Окно с госстраховским плакатом сияло по-дневному: знакомые, родные синие шторы.
Все в Михаиле дрогнуло, опустилось и ушло, как вода в песок. Ничего в нем не осталось. Гулко стучало в висках, и стук этот едва отдавался в слабом сердце, таком слабом, что, казалось, его вовсе не было.
Михаил поднимался тяжело, опираясь одной рукой о шершавую исписанную, исчирканную стену, другой о перила с покатым неглубоким желобком. Только теперь, после безудержного гона, увиделась ему мать, сиротливо ждущая его — перед тусклым экраном телевизора. Сердце его сжалось, он задыхался, широко открытым ртом хватал воздух и на каждом этаже присаживался на завитке перил. «Спокойней, спокойней, Миха. Рано еще совеститься. Может, у Иры уже кто-нибудь есть — студенческая дружба, любовь? Может, вообще не нужен я ей — выдумщик врач?»
Михаил не задавал себе вопроса: «А как же мать, если ни то, ни другое?..» — он бы не смог на него ответить.
Михаил твердо встал перед дверью и постучал.
— Кто там? — услышал, ощутил ее теплый голос.
— Я, — сказал, или ему показалось, что он сказал.

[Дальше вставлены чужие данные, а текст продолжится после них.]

PR #501, opened 2022-10-02
[12.0][FIX] *_online_ponto: limit interactive wait for synchronization

NL66278:
Also correct message for succesfull sync.


NL66278:
We will no longer use synchronization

Клацнула защелка. Пахнуло теплом, и ослепило светом.
— Я давно жду тебя, — сказала она.
Часть вторая
Дорога
Через два дня на детских саночках Михаил перевез к Ирине магнитофон и радиолу. Остальное было на нем.
Анна Федоровна осталась одна. Каждый вечер после работы Михаил забегал к ней, спрашивал, не нужно ли чего купить, но у нее всегда все было. Она лишь просила всякий раз:
— Завтра-то не забудь, забеги хоть на минутку. А в воскресенье с Ирой приходите. Я состряпаю чего-нибудь, да, может, Таська с Иваном заглянут.